Linear algebra is the lifeblood of the sciences. It is one of the more beautiful branches of mathematics and one of the most important tools for smoothly translating abstract ideas into the real world. I _highly_ recommend watching the following series of videos to build your intuition for linear algebra. Grant Sanderson does a masterful job of taking otherwise difficult and abstract concepts and making them easy to understand.  
https://www.youtube.com/watch?v=fNk_zzaMoSs&list=PLZHQObOWTQDPD3MizzM2xVFitgF8hE_ab  
I will also link relevant videos from this series in the individual sections below.

### Vectors and Matrices

Vectors and matrices are the fundamental objects of linear algebra.

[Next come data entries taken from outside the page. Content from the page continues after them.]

PR #183, opened 2018-05-30
Revise how to obtain the example value

ackintosh:
### PR checklist

- [x] Read the [contribution guidelines](https://github.com/openapitools/openapi-generator/blob/master/CONTRIBUTING.md).
- [x] Ran the shell script under `./bin/` to update Petstore sample so that CIs can verify the change. (For instance, only need to run `./bin/{LANG}-petstore.sh` and `./bin/security/{LANG}-petstore.sh` if updating the {LANG} (e.g. php, ruby, python, etc) code generator or {LANG} client's mustache templates). Windows batch files can be found in `.\bin\windows\`.
- [x] Filed the PR against the correct branch: Default: `master`.
- [x] Copied the [technical committee](https://github.com/openapitools/openapi-generator/#62---openapi-generator-technical-committee) to review the pull request if your PR is targeting a particular programming language.

### Description of the PR

This is the first fix for `example`.

PR #419, opened 2018-06-29
Obtain the example value from examples

jmini:
### PR checklist

### Description of the PR

After #183 made by @ackintosh, I think it would also be good to support `examples` in addition to `example` (in a similar way).

If both (`example` and `examples` properties) are set, we keep the `example` value, if multiple `examples` are set we keep the first one.

In the future we might want to update codegen classes so that they support multiple examples values (OAS3 feature)

### DIFF
--- a/modules/openapi-generator/src/test/java/org/openapitools/codegen/DefaultCodegenTest.java
+++ b/modules/openapi-generator/src/test/java/org/openapitools/codegen/DefaultCodegenTest.java
@@ -274,7 +274,7 @@ public class DefaultCodegenTest {
         final OpenAPI openAPI = new OpenAPIParser().readLocation("src/test/resources/3_0/examples.yaml", null, new ParseOptions()).getOpenAPI();
         final DefaultCodegen codegen = new DefaultCodegen();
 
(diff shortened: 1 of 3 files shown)


modules/openapi-generator/src/test/java/org/openapitools/codegen/DefaultCodegenTest.java
```diff
@@ -262,23 +268,35 @@ public void testExample3() {
...
+        Assert.assertEquals(codegenParameter2.example, "example3: parameter value");
     }
 
     @Test
     public void testExample4() {
         final OpenAPI openAPI = new OpenAPIParser().readLocation("src/test/resources/3_0/examples.yaml", null, new ParseOptions()).getOpenAPI();
         final DefaultCodegen codegen = new DefaultCodegen();
 
-        Operation operation = openAPI.getPaths().get("/example4").getGet();
+        Operation operation = openAPI.getPaths().get("/example4/singular").getPost();
```
ackintosh: Thanks for the follow-up!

For the purposes of data science, a vector can be thought of as an ordered list of numbers, and a matrix can be thought of as either an ordered array of numbers or as a special kind of function that acts on vectors. In the case where each element of a vector represents spatial coordinates, matrices can represent linear spatial transformations, or spatial transformations that keep lines parallel and evenly spaced. In any case, matrices can always be written as an ordered array of numbers.  
Here are Grant Sanderson's 3blue1brown videos introducing vectors and matrices:  
- https://youtu.be/fNk_zzaMoSs
- https://youtu.be/kYB8IZa5AuE

#### NumPy Syntax

Following are examples of vectors, matrices, and vector arithmetic, and matrix-vector multiplication as implemented in NumPy.

In [None]:
# As always, we start with import statements
import numpy as np

# Let's produce an example vector
v1 = np.array([8, 6, 7, 5, 3, 0, 9])
print("This is a 7-dimensional, or length 7, vector:")
print(v1)
print("Note that vectors are usually displayed vertically rather than horizontally. In NumPy, 1D vectors are printed horizontally.")

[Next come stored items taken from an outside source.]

PR #431, opened 2018-07-01
Mark postProcessOperations(Map) as deprecated

jmini:
Instead of postProcessOperations(Map)

### PR checklist

### Description of the PR

On Codegen Classes we have 2 methods that are similar and redundant:

* `Map<String, Object> postProcessOperations(Map<String, Object> objs)`
* `Map<String, Object> postProcessOperationsWithModels(Map<String, Object> objs, List<Object> allModels)`

They are called at the exact same place with the difference that `postProcessOperationsWithModels(..)` also gives access to the list of models.

This PR marks `postProcessOperations(..)` as deprecated and recommend to use `postProcessOperationsWithModels(..)` instead.

In a future major release (like `4.0.0`) we might want to remove `postProcessOperations(..)` in order to avoid redundant similar methods in our API.


wing328:
Yup, `postProcessOperationsWithModels` was introduced as developers may still be using `postProcessOperations`. In the future major release, we should just keep one and notify developers accordingly about the deprecation.

PR #435, opened 2018-07-02
[Java] Add support for Spring 5 WebClient

0v1se:
### PR checklist

- [-] Read the [contribution guidelines](https://github.com/openapitools/openapi-generator/blob/master/CONTRIBUTING.md).
- [-] Ran the shell script under `./bin/` to update Petstore sample so that CIs can verify the change. (For instance, only need to run `./bin/{LANG}-petstore.sh` and `./bin/security/{LANG}-petstore.sh` if updating the {LANG} (e.g. php, ruby, python, etc) code generator or {LANG} client's mustache templates). Windows batch files can be found in `.\bin\windows\`.
- [-] Filed the PR against the [correct branch](https://github.com/OpenAPITools/openapi-generator/wiki/Git-Branches): `master`, `3.1.x`, `4.0.x`. Default: `master`.
- [-] Copied the [technical committee](https://github.com/openapitools/openapi-generator/#62---openapi-generator-technical-committee) to review the pull request if your PR is targeting a particular programming language.

### Description of the PR

Basic support for Spring 5 WebClient with project reactor's Mono/Flux


jmini:
> Shippable — Run 1154 status is FAILED. 

The new sample output `samples/client/petstore/java/webclient` is not up-to-date with the generator.

Please run:

* `mvn clean verify` on the root
* run `bin/java-petstore-webclient.sh`
* commit the changes to this PR

jmini:
If you like you can credit yourself in the root `README.md` under template creator:
https://github.com/OpenAPITools/openapi-generator#template-creator

jmini:
For the CI, can you please add the new generated sample to `/CI/pom.xml.circleci`:
```xml
 <module>samples/client/petstore/java/webclient</module> 
```

Here:
https://github.com/OpenAPITools/openapi-generator/blob/001f5ae50d96e9b69e377f136b7fab20e8feba85/CI/pom.xml.circleci#L843-L856

(the list is not really sorted... You can add your project somewhere near the other java client tests)

jmini:
Thank you for the update.

---

I have fetch your branch on my computer to perform some tests

I have tried to run:
```
mvn verify -f samples/client/petstore/java/webclient
```

An I got a lot of compile errors, about `org.threeten.bp` missing. Maybe you should generate the sample with java8 date lib.

I also have compile error like this one:
```
[ERROR] /Users/jbr/Git/openapi-generator/samples/client/petstore/java/webclient/src/main/java/org/openapitools/client/api/PetApi.java:[144,72] cannot find symbol
[ERROR]   symbol:   variable CollectionFormat
[ERROR]   location: class org.openapitools.client.ApiClient
```

0v1se:
@jmini thanks
will check this and update

0v1se:
@jmini fixed some bugs.
Sample project compiles ok now.

I disabled threetenbp this way (no need for threetenbp cause java8 is required):
```java
        if (WEBCLIENT.equals(getLibrary()) && "threetenbp".equals(dateLibrary)) {
            dateLibrary = "java8";
        }
```
Is it ok to disable threeten this way? Or is there better method?

jmini:
> Is it ok to disable threeten this way? Or is there better method?

Good question. For the moment we do not have really a way to define that some options are only available with certain lib or other config.

I had a quick look at the code, `vertx` requires java8 by doing it `setJava8Mode(true)` and `additionalProperties.put("java8", "true")` in the big if-elseif block. Maybe you can do it in a similar manner:

https://github.com/OpenAPITools/openapi-generator/blob/960412a9b4b60c597ebab5b11871b5848f5c97cb/modules/openapi-generator/src/main/java/org/openapitools/codegen/languages/JavaClientCodegen.java#L283-L287

modules/openapi-generator/src/main/java/org/openapitools/codegen/languages/JavaClientCodegen.java
```diff
@@ -151,6 +153,10 @@ public String getHelp() {
 
     @Override
     public void processOpts() {
+        if (WEBCLIENT.equals(getLibrary()) && "threetenbp".equals(dateLibrary)) {
```
jmini: I guess that this check is too early. I am not sure, but I think that if the value is set to something on the command line, the value will be set with `super.processOpts()` and will override your check.

If possible I would override the wrong/unsupported values in the "else if" block line 290.

modules/openapi-generator/src/main/java/org/openapitools/codegen/languages/JavaClientCodegen.java
```diff
@@ -280,6 +286,8 @@ public void processOpts() {
         } else if (RESTTEMPLATE.equals(getLibrary())) {
             additionalProperties.put("jackson", "true");
             supportingFiles.add(new SupportingFile("auth/Authentication.mustache", authFolder, "Authentication.java"));
+        } else if (WEBCLIENT.equals(getLibrary())) {
+            additionalProperties.put("jackson", "true");
```
jmini: here I would set other values like `java8Mode`, `dateLibrary`...

0v1se: At first I added this check at line 290, but it was not working, because dateLibrary is used in AbstractJavaCodegen.processOpts(), so setting it on line 290 doesn't work.

As you stated, setting it on line 156 doesn't always work either (because it's set inside AbstractJavaCodegen.processOpts if parameter about date library is present).

I think, the only solution is to divide processOpts(). Currently it does some things:
* gets params and sets fiels (e.g dateLibrary)
* does some actions according to fields
For example, in the end of processOpts:
```java
        if ("threetenbp".equals(dateLibrary)) {
            additionalProperties.put("threetenbp", "true");
            additionalProperties.put("jsr310", "true");
            typeMapping.put("date", "LocalDate");
            typeMapping.put("DateTime", "OffsetDateTime");
            importMapping.put("LocalDate", "org.threeten.bp.LocalDate");
            importMapping.put("OffsetDateTime", "org.threeten.bp.OffsetDateTime");
        } else if ("joda".equals(dateLibrary)) {
```

Possibly, this method (processOpts) should do only one thing (should be divided)
and the method for checking/updating fields should be added.

Actually, it's not a big deal now. I can add back threetenbp support (but it's useless cause java8 support only), then there is no reason to do all these things now.

What do you think?

jmini: Thank you a lot for the analysis and the explanations.

I think that we can do the refactoring you have proposed (splitting `processOpts()`) in a separated PR.

jmini:
I have tested the sample locally:

```
$ mvn verify -f samples/client/petstore/java/webclient/
[INFO] Scanning for projects...
[INFO] 
[INFO] Building petstore-webclient 1.0.0
[INFO] 
...
[INFO] BUILD SUCCESS
[INFO] Total time: 3.694 s
[INFO] Finished at: 2018-07-03T16:01:27+02:00
[INFO] Final Memory: 21M/256M
```

jmini:
@0v1se: Thank you a lot for this contribution.

jmini:
Twitt: https://twitter.com/oas_generator/status/1014415775766073344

# Let's produce an example matrix
M1 = np.random.randint(0,10,(5,7))
print("\nThis is a 5x7 matrix:")
print(M1)

In [None]:
# Vectors of the same dimensionality can be added together or subtracted from each other. This is the same as element-wise addition.
v2 = np.random.randint(0,10,7)
print("Vector 1:")
print(v1)
print("\nVector 2:")
print(v2)
print("\nVector 1 plus vector 2:")
print(v1+v2)                           # The vector addition and subtraction syntax in NumPy is the same as normal addition and subtraction
print("\nVector 1 minus vector 2:")
print(v1-v2)

In [None]:
# Multiplying a vector by a single number (a "scalar") multiplies each entry of the vector by the number, "scaling" the vector uniformly.
print("Vector 1:")
print(v1)
print("\nVector 1 times 3:")
print(v1*3)             # The vector scalar multiplication and division syntax in NumPy is the same as with normal multiplication and division
print("\nVector 2:")
print(v2)
print("\nVector 2 divided by 10:")
print(v2/10)

In [None]:
# A vector and a matrix can be multiplied together if the matrix has the same number of columns as the vector is long
print("Vector 1:")
print(v1)
print("\nMatrix 1:")
print(M1)
print("\nMatrix 1 acting on vector 1:")
print(np.matmul(M1,v1))

#### Mathematical Formula

Multiplying a vector and a matrix uses the following formula. For a more intuitive interpretation of how and why this formula works, see the 3blue1brown videos by Grant Sanderson in the link at the top of the "Vectors and Matrices" section.  
Let $A$ be an $m\times n$ matrix defined by:
$$\begin{bmatrix} a_{11} & a_{12} & ... & a_{1n} \\ a_{21} & a_{22} & ... & a_{2n} \\ ... & ... & ... & ... \\ a_{m1} & a_{m2} & ... & a_{mn} \end{bmatrix}$$  
Let $b$ be a length-$n$ vector defined by:  
$$\begin{bmatrix} b_1 \\ b_2 \\ ... \\ b_n \end{bmatrix}$$  
The product $Ab$ is the length-$m$ vector:  
$$\begin{bmatrix} a_{11}b_1 + a_{12}b_2 + ... + a_{1n}b_n \\ a_{21}b_1 + a_{22}b_2 + ... + a_{2n}b_n \\ ... \\ a_{m1}b_1 + a_{m2}b_2 + ... + a_{mn}b_n \end{bmatrix}$$  
This process can be done by hand as follows:
1. Check to make sure that the number of columns of the matrix is the same as the number of rows/entries of the vector. If they are not the same, you _cannot_ perform the operation. The result would be undefined.
2. For the first row of the matrix, multiply the first column's entry by the first element of the vector, multiply the second column's entry by the second element of the vector, and so on.
3. Add togther each of the products from step 2. This sum is the first entry of the result vector.
4. Repeat steps 2 and 3 for each row of the matrix to get each of the remaining entries for the result vector.

In [None]:
# Another example of matrix-vector multiplication
M2 = np.array([[3,4],     # The newline and indentation here aren't necessary, but they make the matrix easier to read.
               [1,2]])
v3 = np.array([1,2])
print("Vector:")
print(v3)
print("\nMatrix:")
print(M2)
print("\nMatrix acting on vector:")
print(np.matmul(M2,v3))
print("\nThis follows because (3*1)+(4*2)=11 and (1*1)+(2*2)=5.")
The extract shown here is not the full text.